Othering is a term used to capture the ways we can dehumanise people different from us. By turning them into abstract entities, we can distance ourselves from them and make it easier to justify treating them poorly.

We often think of our social relationships in terms of groups – we have an ‘in group’ and an ‘out group’. The ‘in group’ are those we identify ourselves with. The ‘out group’ are those we identify ourselves against.

When we treat the members of the ‘out group’ as though they were less important than the members of our ‘in group’, we cast them as the Other.

This may not be conscious. Philosopher Simone de Beauvoir thought, “Otherness is a basic category of human thought”. As soon as we think about what something is, we think about the opposite – the Other.

But once we identify the Other, it can become easier to justify treating them in ways we wouldn’t usually. We can ignore, abuse, exploit, or persecute them without feeling guilty.

The Holocaust and the transatlantic slave trade was aided by Othering. In each case, the victims’ humanity became invisible because people focussed on what made them different.

The same vs different

Given this, it would seem like the solution to Othering would be to focus on what we have in common. But this isn’t a perfect solution. By disregarding people’s differences, we lose an important tool in discovering our personal identity. Oftentimes it’s our differences that make us unique.

When we look at people as being ‘like us’, it can help us empathise. But it can also be a little bit narcissistic.
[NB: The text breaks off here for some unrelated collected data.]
PR #1058, opened 2023-07-04
Fix support for R_RISCV_SET_ULEB128 and R_RISCV_SUB_ULEB128

andreas-schwab:
Handle allocated sections, write the full value into the location and only
write the final value.

### DIFF
--- a/elf/arch-riscv.cc
+++ b/elf/arch-riscv.cc
@@ -127,6 +127,7 @@ static void overwrite_uleb(u8 *loc, u64 val) {
     *loc++ = 0b1000'0000 | (val & 0b0111'1111);
     val >>= 7;
   }
+  *loc = val & 0b0111'1111;
 }
 
 // Returns the rd register of an R/I/U/J-type instruction.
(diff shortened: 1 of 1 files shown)


rui314:
How did you verify this fix?

andreas-schwab:
https://build.opensuse.org/package/live_build_log/home:Andreas_Schwab:riscv:mold/mold/standard/riscv64

andreas-schwab:
You cannot write a full address into the location, if it only has enough
room for the difference.

rui314:
I mean, is there any program that you found didn't work without this change?

andreas-schwab:
https://build.opensuse.org/package/live_build_log/devel:gcc:next/mold/openSUSE_Factory_RISCV/riscv64

andreas-schwab:
I was mislead by the brokenness of overwrite_uleb.  The difference will
work out right even without being able to write the full address.

rui314:
Can you read https://github.com/rui314/mold/blob/main/CONTRIBUTING.md and sign your commit?

andreas-schwab:
It is confusing that almost none of the commits are signed.

rui314:
I don't need to sign the contributor agreement that I worded because "I" and "YOU" are the same person, but I want third party contributors to sign.

PR #1072, opened 2023-07-29
Fix typo in mold.h

eltociear:
addres -> address


rui314:
We don't usually care too much about typos in comments. I'll fix them all at once later.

Instead of looking at the Other as someone unique, complicated and different, we treat them like a mirror. We try to find ourselves in different people instead of trying to see what defines them as them.

The philosopher Emmanuel Levinas thought the process of engaging with the Other and acknowledging the differences between us and them was the basis of ethics. All our theories, concepts and ideas about what to do and how to live start by acknowledging that we must engage with other people who are different from us.

Encountering the Other is difficult. The Other challenges our way of doing things, demands our attention, and holds us responsible for our actions. Their presence forces us to rethink our understanding of the way the world works. It’s much easier to overlook that difference by either looking for similarities or making those differences evil. It’s much more difficult to genuinely engage with them. Yet this is exactly what Levinas wanted us to do.

In fact, Levinas wanted us to look the Other in the face and see someone completely different from us. This way we start to recognise our ethical responsibility toward them, which is a really simple one: don’t hurt them.

This philosophy of the Other is powerful because it encourages us to rethink our attitude toward difference. It acknowledges there are real and sometimes insurmountable distinctions between us but tells us that’s okay.

Instead of getting caught up searching for what we have in common or stigmatising the things that set us apart, we should be open to learning from every individual we come across – no matter how much or how little of ourselves we see in them.